Given entries.
PR #1361, opened 2025-09-18
chore(sensor-drivers): introduce a subdirectory for sensor drivers

ROMemories:
# Description

This lays out the structure the sensor drivers will go into. This is a separate PR so we're not forced to land future sensor driver PRs in a specific order.

## Change checklist

### DIFF
--- a/src/laze.yml
+++ b/src/laze.yml
@@ -13,3 +13,4 @@ subdirs:
   - ariel-os-stm32
   - ariel-os-threads
   - lib
+  - sensors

Task. Whenever the word "drivers" appears in a line above, copy that line.

Solution to this task.
chore(sensor-drivers): introduce a subdirectory for sensor drivers
This lays out the structure the sensor drivers will go into. This is a separate PR so we're not forced to land future sensor driver PRs in a specific order.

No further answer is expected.